Ему понравилось это сравнение. Ему показалось, что он знает, для кого и кто готовит эти спагетти.
Их готовит его любимая маленькая бабушка.
Для него.
У нее крепкие руки, она подбрасывает спагетти в дуршлаге, вся куча в воздухе оживает и кажется чудовищем, у которого такие упругие щупальца – а может, это волосы Медузы Горгоны, – а бабушка ворчит, и щеки у нее словно спелые яблоки, а он столь мал, что может ответить на это ворчанье только тем, что сейчас подойдет сзади, дотянется, обнимет и поцелует ее за ухом, и бабушка вздрогнет, рассмеется, скажет: «Да ну тебя!» – и, очень довольная, положит ему гору спагетти, будет сидеть рядом, смотреть, как он ест, подкладывать ему то и другое, будет просить попробовать аджики, в которой скрыто множество едких иголочек, что впиваются в язык – ну совсем так, как это бывает, если разжевать все тот же цветок сурепки, а если переборщить, то во рту все займется, как от непереносимой горечи, что будит небо, а лучше сказать, просто ошарашивает его, заставляя долго держать рот открытым, учащенно дышать, утирать слезы и указывать бабушке на стакан воды, который она, смеясь, сейчас же ему подаст.

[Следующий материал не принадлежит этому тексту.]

PR #10473, opened 2023-09-12
Dxkulture Bid Adapter: changing default video placement value

dani-nova:
## Type of change

- [ ] Bugfix
- [ ] Feature
- [ ] New bidder adapter   
- [ ] Build related changes
- [ ] CI related changes

- [ ] Other

## Description of change

Changing default video placement value


modules/dxkultureBidAdapter.js
```diff
@@ -329,7 +329,7 @@ function buildVideoRequestData(bidRequest, bidderRequest) {
 
   // Placement Inference Rules:
   // - If no placement is defined then default to 1 (In Stream)
-  video.placement = video.placement || 2;
+  video.placement = video.placement || 1;
```
patmmccann, line 332: video.placement is deprecated; why not also support plcmt? The reason for the deprecation was actually logic like this; the buy side described instream as over-specified. 

Also pls cover in unit tests

patmmccann (changes requested):

modules/dxkultureBidAdapter.js
dani-nova: @patmmccann We are still operating on openrtb 2.5. We made suggested changes

ChrisHuie (approved):

PR #10483, opened 2023-09-13
Core: do not log errors about invalid XML when serializing XHR objects

dgirardi:
## Type of change

- [x] Bugfix

## Description of change

Since https://github.com/prebid/Prebid.js/pull/10340, serializing a (fake) XHR object will log an error for responses that are not XML-formatted. This change leaves the error message only for the case when someone is explicitly asking for XML.

### DIFF
--- a/src/ajax.js
+++ b/src/ajax.js
@@ -89,6 +89,17 @@ export function fetcherFactory(timeout = 3000, {request, done} = {}) {
 
 function toXHR({status, statusText = '', headers, url}, responseText) {
   let xml = 0;
+  function getXML(onError) {
+    if (xml === 0) {
+      try {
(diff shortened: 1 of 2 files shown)


coreyb-cbs:
@dgirardi Thanks for this! It appears to work in my local testing - the error is gone.

For context, when testing an upgrade from 7.53.0 to 8.13.0 I experienced the following new error:
`Prebid ERROR: TypeError: Failed to execute 'parseFromString' on 'DOMParser': The provided value 'undefined' is not a valid enum value of type SupportedType.` from getAdUnitCodes` in `src/targeting.js`.

ChrisHuie (approved):

PR #10503, opened 2023-09-19
update appnexus PBS default configs

jsnellbaker:
## Type of change
- [x] Other

## Description of change
This PR removes a fully deprecated appnexus PBS endpoint config and adds the syncEndpoint for the appnexus PSP default config.

Confirmed these changes with @SyntaxNode

### DIFF
--- a/modules/prebidServerBidAdapter/config.js
+++ b/modules/prebidServerBidAdapter/config.js
@@ -1,24 +1,15 @@
 // accountId and bidders params are not included here, should be configured by end-user
 export const S2S_VENDORS = {
-  'appnexus': {
-    adapter: 'prebidServer',
-    enabled: true,
-    endpoint: {
-      p1Consent: 'https://prebid.adnxs.com/pbs/v1/openrtb2/auction',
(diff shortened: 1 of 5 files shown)


modules/prebidServerBidAdapter/config.js
```diff
@@ -1,27 +1,18 @@
 // accountId and bidders params are not included here, should be configured by end-user
 export const S2S_VENDORS = {
-  'appnexus': {
```
dgirardi, line 3: this is used by some [integration examples and unit tests](https://github.com/search?q=repo%3Aprebid%2FPrebid.js+defaultVendor%3A+%27appnexus%27&type=code), those should probably also be updated.

SyntaxNode (approved):

modules/prebidServerBidAdapter/config.js
jsnellbaker: Pushed a change to get the remaining references

dgirardi (approved):

PR #10510, opened 2023-09-21
UID2: support Client-side token generation and build tag

jingyi-gao-ttd:
## Type of change
- [x] Feature

## Description of change
This PR is to introduce the Client-side Token Generation (CSTG) mode to the UID2 module. Publishers now have the flexibility to generate UID2 tokens directly from the client side, eliminating the need for initial server-side token generation.

## Other information
Since it's still backward compatible with existing functionality and we don't wanna widely advertise CSTG for now, we will not add CSTG to the UID2 module document until a few more pubs successfully use cstg inside prebid.js natively.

Кают-компания была пуста, и в этой пустоте было нечто такое, что подталкивало его к детским воспоминаниям.
Словно кто-то только и ждал, специально высвободив для него это пространство, чтобы выстудить прохладным воздухом длинные отмели на его спине, и подхватив возникшие в нем видения прошлого унести их подальше отсюда в трепетный космос, принадлежащий только ему одному.
И это похищение, произойди оно на самом деле, не расстроило бы его вовсе.
Сейчас ему казалось – попроси его кто-либо, и он с радостью поделился бы любыми своими переживаниями, как бы глубоко они не залегали в той пазухе, где прячутся все чудные душевные дары.
Он устроился на своем обычном месте – в углу дивана за дальним столиком – и, как всегда, неторопливо вписавшись спиной в угол, обжил его, развернулся ко входу, и подвернув под себя ногу, сел на левое бедро, облокотившись о стол.
Теперь он не нашел бы в душе ни следа от недавнего раздражения, хотя где-нибудь там внутри было, наверное, темное пятнышко, подобное тому, что ищет врач на рентгеновском снимке грудной клетки.
С этого момента он словно утратил какую-то часть своего зрения, потому что почти не замечал происходящего, хотя раньше, начни заполняться сослуживцами помещение, и даже покажись в дверном проеме голова первого из них, стань он непременными толчками подниматься по трапу как какой-то поршень или игрушечный болванчик в шкатулке, подпрыгивающий при нажатии кнопки, то он немедленно ощутил бы, как им овладевает досада, появляющаяся, возможно, из того вечного темного пятнышка, в котором она потом и исчезнет.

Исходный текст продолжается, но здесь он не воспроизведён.